* _BRIEF_
Please write out, exactly as they appear, the line containing "-27,18 +37,15 @@" and every line after it to the end of the records, and nothing more.

Saved entries:
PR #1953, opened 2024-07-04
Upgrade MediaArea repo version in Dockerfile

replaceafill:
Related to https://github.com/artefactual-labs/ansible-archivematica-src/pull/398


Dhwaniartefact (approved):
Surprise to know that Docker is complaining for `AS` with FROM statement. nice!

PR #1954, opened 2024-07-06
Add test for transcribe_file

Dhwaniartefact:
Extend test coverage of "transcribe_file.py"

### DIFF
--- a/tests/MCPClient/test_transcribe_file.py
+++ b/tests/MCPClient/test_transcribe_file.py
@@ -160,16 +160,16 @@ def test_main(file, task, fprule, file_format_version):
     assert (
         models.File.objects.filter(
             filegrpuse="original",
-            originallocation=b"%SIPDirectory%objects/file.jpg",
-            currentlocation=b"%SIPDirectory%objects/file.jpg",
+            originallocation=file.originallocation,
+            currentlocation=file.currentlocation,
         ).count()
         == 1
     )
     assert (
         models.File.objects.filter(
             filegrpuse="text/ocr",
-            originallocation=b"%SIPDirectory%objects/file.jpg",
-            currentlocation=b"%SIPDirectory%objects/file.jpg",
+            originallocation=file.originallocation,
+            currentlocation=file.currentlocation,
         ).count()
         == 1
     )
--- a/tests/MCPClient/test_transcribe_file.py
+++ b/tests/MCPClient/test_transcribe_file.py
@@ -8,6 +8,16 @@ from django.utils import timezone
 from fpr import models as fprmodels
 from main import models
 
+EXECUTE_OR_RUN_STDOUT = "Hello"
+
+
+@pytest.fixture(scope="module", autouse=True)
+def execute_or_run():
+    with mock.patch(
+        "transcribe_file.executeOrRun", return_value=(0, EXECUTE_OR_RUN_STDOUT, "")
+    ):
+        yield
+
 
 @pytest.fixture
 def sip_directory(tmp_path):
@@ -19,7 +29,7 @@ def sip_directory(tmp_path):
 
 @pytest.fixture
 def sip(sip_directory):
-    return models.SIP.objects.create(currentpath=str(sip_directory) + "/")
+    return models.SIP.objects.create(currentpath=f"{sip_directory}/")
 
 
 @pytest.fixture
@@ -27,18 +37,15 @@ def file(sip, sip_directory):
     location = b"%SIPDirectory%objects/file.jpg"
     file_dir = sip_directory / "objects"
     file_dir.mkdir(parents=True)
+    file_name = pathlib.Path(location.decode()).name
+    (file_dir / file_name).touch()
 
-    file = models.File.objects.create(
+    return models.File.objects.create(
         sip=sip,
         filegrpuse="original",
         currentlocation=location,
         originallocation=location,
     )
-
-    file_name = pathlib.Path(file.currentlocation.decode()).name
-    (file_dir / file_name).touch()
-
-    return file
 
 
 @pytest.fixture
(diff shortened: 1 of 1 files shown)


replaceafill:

* _TASK ANSWER_
@@ -27,18 +37,15 @@ def file(sip, sip_directory):
     location = b"%SIPDirectory%objects/file.jpg"
     file_dir = sip_directory / "objects"
     file_dir.mkdir(parents=True)
+    file_name = pathlib.Path(location.decode()).name
+    (file_dir / file_name).touch()
 
-    file = models.File.objects.create(
+    return models.File.objects.create(
         sip=sip,
         filegrpuse="original",
         currentlocation=location,
         originallocation=location,
     )
-
-    file_name = pathlib.Path(file.currentlocation.decode()).name
-    (file_dir / file_name).touch()
-
-    return file
 
 
 @pytest.fixture
(diff shortened: 1 of 1 files shown)


replaceafill:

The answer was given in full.